Whack-A-Mole Exploit

     There is an exploit going around known as “Whack-A-Mole” that attempts to compromise JavaScript files to cause them to silently upload advertising Malware to an end-users PC as well as to try to find additional sites to infect.

     There are two levels of infection with this exploit, infection of websites and infection of your PC.

     This exploit prefers WordPress websites to infect because it searches for a number of plugins that upload.  You should make sure that execution is disabled in any directory that you permit uploads to.  If you have a plugin that permits uploads, it should install a .htaccess denying execution in that directory (NoExec) but verify this, don’t count on it.

     This exploit also takes advantage of many shared hosting providers poor choice to execute all user code with the web servers’ user ID by crawling the site looking for other JavaScript (.js) files it can infect and if writable adding it’s code to them.

     Please note that here, we DO NOT execute code with the web servers ID, instead we execute each users code with their own ID.  Thus the cross-site infection that is happening on other shared host providers will not happen here as long as you do not provide public write permissions to files.
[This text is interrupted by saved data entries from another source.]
PR #2924, opened 2023-09-11
Handle Encoding value of "none"

GusPrice:
When a file is over 1 MB in a repository, GitHub responds with "none" as the encoding value. Handle this accordingly.

### DIFF
--- a/github/repos_contents.go
+++ b/github/repos_contents.go
@@ -86,7 +86,7 @@ func (r *RepositoryContent) GetContent() (string, error) {
 		}
 		c, err := base64.StdEncoding.DecodeString(*r.Content)
 		return string(c), err
-	case "":
+	case "", "none":
 		if r.Content == nil {
 			return "", nil
 		}


GusPrice:
Ah! It seems in fact I have misunderstood! Definitely would be nice to have a better error though. I'll update my PR accordingly.

GusPrice:
Updated to give a nicer error message in that case!

github/repos_contents_test.go
```diff
@@ -54,6 +54,12 @@ func TestRepositoryContent_GetContent(t *testing.T) {
 			want:     "",
 			wantErr:  true,
 		},
+		{
+			encoding: String("none"),
+			content:  String(""),
```
WillAbides, line 59:
```suggestion
```

content will be nil when encoding is none, so leaving it nil here is a slightly more realistic test case.

WillAbides (approved):
LGTM. Just a small nit about the test case, but you don't necessarily need to take my suggestion there.

To set expectations, the primary maintainer is out until 9/18, so this PR is not likely to be merged before then.

github/repos_contents_test.go
GusPrice: good catch!

WillAbides (approved):

github/repos_contents.go
```diff
@@ -91,6 +91,8 @@ func (r *RepositoryContent) GetContent() (string, error) {
 			return "", nil
 		}
 		return *r.Content, nil
+	case "none":
+		return "", fmt.Errorf("unsupported content encoding: %v, this may occur when file size > 1 MB, if that is the case consider using DownloadContents", encoding)
```
gmlewis, line 95:
```suggestion
		return "", errors.New("unsupported content encoding: none, this may occur when file size > 1 MB, if that is the case consider using DownloadContents")
```

gmlewis (approved):
Thank you, @GusPrice and @WillAbides !
LGTM.
Merging.

Issue #2929, opened 2023-09-14
Add support for additional response fields


vandanrohatgi:
The struct for parsing [Secret Scanning Alerts](https://docs.github.com/en/free-pro-team@latest/rest/secret-scanning/secret-scanning?apiVersion=2022-11-28#get-a-secret-scanning-alert) :

https://github.com/google/go-github/blob/fd33b81221685302178ba197dbabe71326ca9051/github/secret_scanning.go#L18-L32

does not support a few fields such as :

```
"push_protection_bypassed_by": null,
"push_protection_bypassed": false,
"push_protection_bypassed_at": null,
"resolution_comment": null
```

As always happy to create a PR if this is a valid issue 😃

WillAbides:
This looks like a valid issue to me. It's also missing updated_at according to the response schema.

gmlewis:
Please note that our goal in this repo has never been to have complete 100% coverage of all possible fields in all possible responses, but instead to have all needed fields that users of this repo will want to use.

For the longest time, we never populated the `URL` or `HTMLURL` fields of any response until someone gave an argument for why they needed them. I still can't remember why they were needed, but now they have been added to many structs.

Anyway, I just want to make it clear to all contributors (especially our enthusiastic "hacktoberfest" participants) that it is _NOT_ a goal of ours to create PRs to add missing fields just for the sheer fun (or points score) of it, but that they are added as they are needed.  Thanks.

Also note, I'm not saying that you are making this PR for the fun of it, or to score points.
I just wanted to reiterate a guiding principal of this repo that probably got buried in some PR comment a decade :open_mouth: ago. :smile:

vandanrohatgi:
Hey @gmlewis ! long time no see 😄 . I agree with your policy, never liked doing stuff for the sake of it.

I wanted to create this because I had some work which involved these particular fields (and it was getting tiring working with my fork of this repo 😅 )

PR #2930, opened 2023-09-15
Add missing secret scanning alert fields

vandanrohatgi:
Closes https://github.com/google/go-github/issues/2929

- [x] go generate
- [x] go vet
- [x] go test


WillAbides (approved):
LGTM. The lint failure is a timeout. I verified locally that lint passes on this branch, but somebody with permissions will need to trigger re-running the action.

PR #2933, opened 2023-09-19
Fix SecretScanning API by switching arguments from url to json

gmlewis:
Closes: #2871.

This PR fixes the endpoint:
https://docs.github.com/en/enterprise-server@3.5/rest/secret-scanning/secret-scanning#update-a-secret-scanning-alert
by sending its parameters in the body instead of as URL query parameters.

I was unable to edit #2871 directly, so this is a replacement.
Thank you, @jentfoo for the bug report and initial PR!


gmlewis:
Yikes, the commit history is causing problems.  Starting fresh by closing.

PR #2935, opened 2023-09-19
Remove openpgp and change CreateCommit signature

### LINKED ISSUE #2932: Transitive dependency (cloudflare/circl) making cross compiling difficult
I'm running into a slightly obscure build problem. Using bazel (and gazelle and rules_go) to build go-github worked fine with v50 both for arm64 and amd64. I recently tried to bump to v55 and found myself unable to build for amd64 via bazel.

I found that the transitive dependency `github.com/cloudflare/circl` was bumped from v1.1.0 to v1.3.3 after v52 of go-github. It seems used by `github.com/ProtonMail/go-crypto`.

The problem is that it includes some platform specific files (`*_amd64.go`) for some packages, and some headers and some assembly.

Unfortunately led to some issues trying to build via bazel with dependencies not detected:
```
external/com_github_cloudflare_circl/dh/x25519/curve_amd64.s:7: #include: open external/com_github_cloudflare_circl/math/fp25519/fp_amd64.h: no such file or directory
```
Quickly playing with `GOARCH=amd64` it seems to work fine with `go build` so I suspect it's not actually a problem but more of a side effect of bazel trying to compile a bit too much of some of the libraries used transitively.

Since CGO usually raises the bar for compiling I thought I would mention that it might not be ideal that `github.com/ProtonMail/go-crypto` uses `github.com/cloudflare/circl`:
* Depending on the architecture it might need CGO for some packages
* https://github.com/cloudflare/circl claims to aim to be an experimental lib which might maybe not ideal to depend on transitively
  > The goal of this library is to be used as a tool for experimental deployment of cryptographic algorithms targeting Post-Quantum (PQ) and Elliptic Curve Cryptography (ECC)

Is there an alternative to `github.com/ProtonMail/go-crypto` that would avoid this?

WillAbides:
closes #2932

In #2932 we discussed removing the dependency on openpgp and replacing Commit.SigningKey with an interface.

While I was working on it, I realized that this should be an option to CreateCommit instead of a Commit field. I was going to just ignore this, but adding an interface field to Commit caused issues with Stringify and the generated string tests. Instead of unwinding all that, I'm doing the easy thing first and adding a CreateCommitOptions struct. I can change approaches if necessary.


example/commitpr/main.go
```diff
@@ -135,7 +139,25 @@ func pushCommit(ref *github.Reference, tree *github.Tree) (err error) {
...
+		if e != nil {
+			return e
+		}
+		if len(keyring) != 1 {
+			return errors.New("expected exactly one key in the keyring")
+		}
+		key := keyring[0]
+		opts.Signer = github.MessageSignerFunc(func(w io.Writer, r io.Reader) error {
+			return openpgp.ArmoredDetachSign(w, key, r, nil)
+		})
```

     Some plugins or web applications will tell you to set the file mode to 666, NEVER EVER DO THAT HERE, IT IS NOT NECESSARY AND IS A SECURITY RISK.  If instructed to set permissions to 666, instead set them to 644.  Because the web server executes scripts with your user ID ONLY OWNER write permissions are ever required.

     I also recommend setting your public_html directory to mode 711 and not 755 as it will prevent another infected site from being able to crawl your directory.  The web server already knows the name of the file(s) it needs so has no need to list your directory.  If you don’t have a need for your home directory to be publicly searchable, I would also recommend setting it to mode 711.
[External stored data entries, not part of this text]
PR #2939, opened 2023-09-25
Allow up to maxRedirects upon receiving HTTP 301 status

k0ral:
The [`roundTripWithOptionalFollowRedirect()` method](https://github.com/google/go-github/blob/b45ef89f2dd0ec803ab8f27725bdb4941c0cbc99/github/github.go#L1561) currently takes a boolean parameter `followRedirects`, used to support HTTP 301 redirections. However, at most 1 redirection is handled at the moment (the parameter is set to `false` after the first iteration.)

I've stumbled upon multiple repositories where `https://api.github.com/repos/<OWNER>/<PROJECT>/branches/<BRANCH>` redirects twice ; as a result, the [`GetBranch()` method](https://github.com/google/go-github/blob/b45ef89f2dd0ec803ab8f27725bdb4941c0cbc99/github/repos.go#L1277) only follows the first redirection, then returns the 2nd HTTP 301 response.

This MR proposes to generalize the `followRedirects` boolean into a `maxRedirects` integer, to support an arbitrary number of redirections. This impacts multiple methods, not just `GetBranch()`.

:warning: This is a breaking change.

### DIFF
--- a/github/actions_artifacts.go
+++ b/github/actions_artifacts.go
@@ -121,10 +121,10 @@ func (s *ActionsService) GetArtifact(ctx context.Context, owner, repo string, ar
 // DownloadArtifact gets a redirect URL to download an archive for a repository.
 //
 // GitHub API docs: https://docs.github.com/en/rest/actions/artifacts#download-an-artifact
-func (s *ActionsService) DownloadArtifact(ctx context.Context, owner, repo string, artifactID int64, followRedirects bool) (*url.URL, *Response, error) {
+func (s *ActionsService) DownloadArtifact(ctx context.Context, owner, repo string, artifactID int64, maxRedirects int) (*url.URL, *Response, error) {
 	u := fmt.Sprintf("repos/%v/%v/actions/artifacts/%v/zip", owner, repo, artifactID)
 
-	resp, err := s.client.roundTripWithOptionalFollowRedirect(ctx, u, followRedirects)
+	resp, err := s.client.roundTripWithOptionalFollowRedirect(ctx, u, maxRedirects)
 	if err != nil {
 		return nil, nil, err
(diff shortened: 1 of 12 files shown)


gmlewis (approved):
Thank you, @k0ral !
LGTM.

valbeat (approved):

gmlewis:
Thank you, @valbeat !
Merging.

WillAbides:
I know this is already merged, but I would like to suggest that since we are doing a breaking change for these methods we consider updating them to accept an options struct instead of just the maxRedirects option. This will allow future options to be added without a breaking change. If they previously used an options struct this wouldn't need to be a breaking change. We can't avoid a break now, but we can avoid future breaks.

gmlewis:
Good idea, @WillAbides - do you want to make a PR that addresses this and we will hold off on the next release until it is merged?

gmlewis:
@WillAbides - I was [requested](https://github.com/google/go-github/pull/2947#issuecomment-1756982704) to cut a new release, but just remembered that [you wanted](https://github.com/google/go-github/pull/2939#issuecomment-1747392285) to change this `maxRedirects` API to use options instead, and thereby break the API twice before a new release instead of breaking the API twice between two different major releases.

Do you want me to hold off on cutting the new release, or shall we simply go ahead and break it twice?

I'm leaning toward breaking it twice at the moment, since I like to be responsive when users want a new release and it has been about a month since the last one.

gmlewis:
I'll go ahead on the release. We can work on an improved interface for the next breaking release.

WillAbides:
@gmlewis I agree with going ahead with the release because the need to move to options is hypothetical at this point.

PR #2948, opened 2023-10-03
Escape branch string before inserting it in URL

k0ral:
When a branch name with special characters like `%` is passed to the [`RepositoryService.GetBranch()` method](https://github.com/google/go-github/blob/8cd452b85e821c32eefcc5964e91e57f9731891f/github/repos.go#L1277) as is, an error is currently returned:
```
invalid URL escape "%"
```

Passing an escaped branch name to `RepositoriesService.GetBranch()` works fine.

Here's a minimal reproducer
```golang
import (
	"context"
	"net/http"
	"testing"

	"github.com/google/go-github/v53/github"
	"github.com/stretchr/testify/require"
)

func TestGetBranch(t *testing.T) {
	t.Parallel()
	ctx := context.Background()

	githubClient := github.NewClient(&http.Client{
		Transport: http.DefaultTransport,
	})
	owner := "samstickkz"
	project := "curr"
	branchName := "Feature/authentication_90%"
	branch, response, err := githubClient.Repositories.GetBranch(ctx, owner, project, branchName, false)

	require.Nil(t, err)
	t.Logf("Response: %+v", response)
	t.Logf("Branch: %+v", branch)
}
```

This sounds like a bug to me, as I believe users of that method shouldn't be expected to escape the branch name before calling it, as this is a private implementation quirk that they shouldn't be aware of. This PR patches all branch-related methods to automatically escape the branch name in the endpoint URL. 

There's actually [a precedent for `ref` parameter](https://github.com/google/go-github/pull/2454), and I suspect that other variables are prone to the same issue. I am conservatively patching only the branch variable, as this is the only one I have tested thoroughly. Note that, contrary to `ref` use case, my tests suggest that it's okay to escape `/` characters for branch names. 

:warning: Breaking change: for users that currently _bypass_ this issue by feeding escaped strings to `RepositoryService.GetBranch()` method (and other branch-related methods), this change will be breaking.

### DIFF
--- a/github/repos.go
+++ b/github/repos.go
@@ -11,6 +11,7 @@ import (
 	"errors"
 	"fmt"
 	"net/http"
+	"net/url"
 	"strings"
 )
 
@@ -1273,9 +1274,11 @@ func (s *RepositoriesService) ListBranches(ctx context.Context, owner string, re
 
 // GetBranch gets the specified branch for a repository.
 //
+// Note: the branch name is URL path escaped for you. See: https://pkg.go.dev/net/url#PathEscape .
+//
 // GitHub API docs: https://docs.github.com/en/rest/branches/branches#get-a-branch
 func (s *RepositoriesService) GetBranch(ctx context.Context, owner, repo, branch string, maxRedirects int) (*Branch, *Response, error) {
-	u := fmt.Sprintf("repos/%v/%v/branches/%v", owner, repo, branch)
+	u := fmt.Sprintf("repos/%v/%v/branches/%v", owner, repo, url.PathEscape(branch))
 
 	resp, err := s.client.roundTripWithOptionalFollowRedirect(ctx, u, maxRedirects)
 	if err != nil {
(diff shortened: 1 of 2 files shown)


gmlewis:
Honestly, I'm quite surprised that this issue has never come up before... as this repo is how many years old? 10?!?

However, I think you are right.

I'm wondering if each of the modified endpoints needs a comment in the documentation stating something like:

```
// Note that the branch name is URL path escaped for you. See: https://pkg.go.dev/net/url#PathEscape
```

gmlewis (changes requested):
Can you please add unit tests that demonstrate this new super power?

k0ral:
@gmlewis PR updated with additional comments and unit tests.

gmlewis (approved):
Thank you, @k0ral !
LGTM.

WillAbides:
I have a bit of concern about this being a subtle breaking change that could take a long time to discover after upgrading. I'm looking at ways to mitigate that. I'll be back to review later today.

WillAbides (approved):
I'm still a little hesitant about the breaking change, but after a some pondering I can't come up with anything better that doesn't add unnecessary complexity.

gmlewis:
Thank you, @WillAbides !
Merging.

     We also have code in place that looks for queries to where many of these plugins reside and if one attempts to run a non-existent script, blocks the offending IP address.  We also look for bad web authentication attempts.

     Infection with this Malware is invisible, your site will appear to be operating normally while it infects visitors PCs with Adware.  If your site uses JavaScript, I recommend periodic review of your “.js” JavaScript files.

     If you run a WordPress site here, please install the plugin “WP-Fail2ban”.  What this plugin does is log bad WordPress authentication attempts.  Code on this end will then block offending IPs that make three or more attempts.  This will prevent brute force password guessing of your WordPress site.

     If your PC gets infected, you will notice pop-up advertisements.  In this event, my recommendation is to obtain and run MalwareBytes.  Approximately 95% of all the Malware my Windows box has ever been infected with has been discovered by MalwareBytes. I have no affiliation with MalwareBytes.  I’ve just found it to be a very effective product.